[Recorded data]
PR #3478, opened 2015-03-31
feat(datepicker): Allow specifying next and previous button icon classes

maxfierke:
I'm a fan of Font-Awesome over Glyphicons, so I use Font-Awesome everywhere else in one of the apps I work on but found it detrimental to the user (many of whom are mobile) to download an extra set of icons and CSS when they'd only be used in a few components (datepicker and timepicker).

I'm wondering if this is a feature that would be interesting to anyone else. I realize I could do the same thing by providing different templates, but I'd prefer not to have to maintain a seperate set of datepicker templates for a simple class difference.

*Note: I've got a similar patch lined up for Timepicker too, but I wanted to get feedback on this implementation first and clean it up as needed, then redo the timepicker patch similarly.*

### DIFF
--- a/src/datepicker/test/datepicker.spec.js
+++ b/src/datepicker/test/datepicker.spec.js
@@ -1818,8 +1818,10 @@ describe('datepicker directive', function () {
   });
 
   describe('with empty initial state', function () {
-    beforeEach(inject(function() {
+    beforeEach(inject(function(datepickerConfig) {
       $rootScope.date = null;
+      $rootScope.nextIconClass = datepickerConfig.nextIconClass;
+      $rootScope.prevIconClass = datepickerConfig.prevIconClass;
       element = $compile('<datepicker ng-model="date"></datepicker>')($rootScope);
       $rootScope.$digest();
     }));
@@ -1830,6 +1832,17 @@ describe('datepicker directive', function () {
 
     it('is shows rows with days', function() {
       expect(element.find('tbody').find('tr').length).toBeGreaterThan(3);
+    });
+
+    it('has next and previous icons', function () {
+
+      expect($rootScope.nextIconClass).toEqual('glyphicon glyphicon-chevron-right');
+      expect($rootScope.prevIconClass).toEqual('glyphicon glyphicon-chevron-left');
+
+      var nextIconClassSelector = $rootScope.nextIconClass.split(' ').map(function (c) { return '.' + c; }).join('');
+      var prevIconClassSelector = $rootScope.prevIconClass.split(' ').map(function (c) { return '.' + c; }).join('');
+      expect(element.find('thead').find(nextIconClassSelector).length).toBe(1);
+      expect(element.find('thead').find(prevIconClassSelector).length).toBe(1);
     });
 
     it('sets default 00:00:00 time for selected date', function() {
--- a/src/datepicker/datepicker.js
+++ b/src/datepicker/datepicker.js
@@ -15,7 +15,9 @@ angular.module('ui.bootstrap.datepicker', ['ui.bootstrap.dateparser', 'ui.bootst
   yearRange: 20,
   minDate: null,
   maxDate: null,
-  shortcutPropagation: false
+  shortcutPropagation: false,
+  nextIconClass: 'glyphicon glyphicon-chevron-right',
+  prevIconClass: 'glyphicon glyphicon-chevron-left'
 })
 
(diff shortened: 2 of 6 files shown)


src/datepicker/test/datepicker.spec.js
```diff
@@ -1832,6 +1834,17 @@ describe('datepicker directive', function () {
       expect(element.find('tbody').find('tr').length).toBeGreaterThan(3);
     });
 
+    it('has next and previous icons', function () {
+
+      expect($rootScope.nextIconClass).toEqual('glyphicon glyphicon-chevron-right');
+      expect($rootScope.prevIconClass).toEqual('glyphicon glyphicon-chevron-left');
+
+      var nextIconClassSelector = $rootScope.nextIconClass.split(' ').map(function (c) { return '.' + c; }).join('');
+      var prevIconClassSelector = $rootScope.prevIconClass.split(' ').map(function (c) { return '.' + c; }).join('');
```
maxfierke: The Rubyist in me likes this, but the every other part of me thinks this is gross.

rvanbaalen:
Why don't you just overwrite the day, month and year picker templates to achieve your goal?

### Aim of the exercise
Exactly as they appear, write out the lines from the one containing "maxfierke: The Rubyist" through the final line of the entries above, both included.

### Task answer
maxfierke: The Rubyist in me likes this, but the every other part of me thinks this is gross.

rvanbaalen:
Why don't you just overwrite the day, month and year picker templates to achieve your goal?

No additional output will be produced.